**Source data:**
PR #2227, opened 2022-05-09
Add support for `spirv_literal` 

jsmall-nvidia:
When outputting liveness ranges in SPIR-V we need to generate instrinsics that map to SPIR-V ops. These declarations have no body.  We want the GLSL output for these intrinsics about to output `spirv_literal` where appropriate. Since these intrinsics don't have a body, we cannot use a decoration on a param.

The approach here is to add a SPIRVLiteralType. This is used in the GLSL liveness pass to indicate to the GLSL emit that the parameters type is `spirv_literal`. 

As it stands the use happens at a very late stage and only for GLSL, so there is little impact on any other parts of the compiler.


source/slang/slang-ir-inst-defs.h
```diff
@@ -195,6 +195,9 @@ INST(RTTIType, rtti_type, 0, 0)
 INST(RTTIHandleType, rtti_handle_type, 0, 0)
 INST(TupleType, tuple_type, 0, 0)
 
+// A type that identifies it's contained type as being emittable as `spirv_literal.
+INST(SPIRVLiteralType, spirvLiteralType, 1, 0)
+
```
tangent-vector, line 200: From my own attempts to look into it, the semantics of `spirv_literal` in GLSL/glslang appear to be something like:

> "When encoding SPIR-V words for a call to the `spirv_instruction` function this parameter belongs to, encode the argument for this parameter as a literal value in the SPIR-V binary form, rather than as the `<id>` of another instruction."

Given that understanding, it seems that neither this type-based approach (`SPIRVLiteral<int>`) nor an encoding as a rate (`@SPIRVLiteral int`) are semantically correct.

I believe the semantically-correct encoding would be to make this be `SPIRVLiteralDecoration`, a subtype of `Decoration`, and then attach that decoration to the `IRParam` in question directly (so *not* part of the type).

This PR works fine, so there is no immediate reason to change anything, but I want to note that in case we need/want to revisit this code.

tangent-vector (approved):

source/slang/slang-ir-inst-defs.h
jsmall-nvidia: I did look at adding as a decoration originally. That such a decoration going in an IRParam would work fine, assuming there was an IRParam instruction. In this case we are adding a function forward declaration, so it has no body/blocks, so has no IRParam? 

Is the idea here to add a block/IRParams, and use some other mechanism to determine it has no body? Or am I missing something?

...

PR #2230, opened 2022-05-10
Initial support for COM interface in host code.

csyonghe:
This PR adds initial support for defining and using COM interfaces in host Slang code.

**Your instructions:** Among the lines of the listing, count those holding the string "tangent" and reply with the count only.

**Result:** 2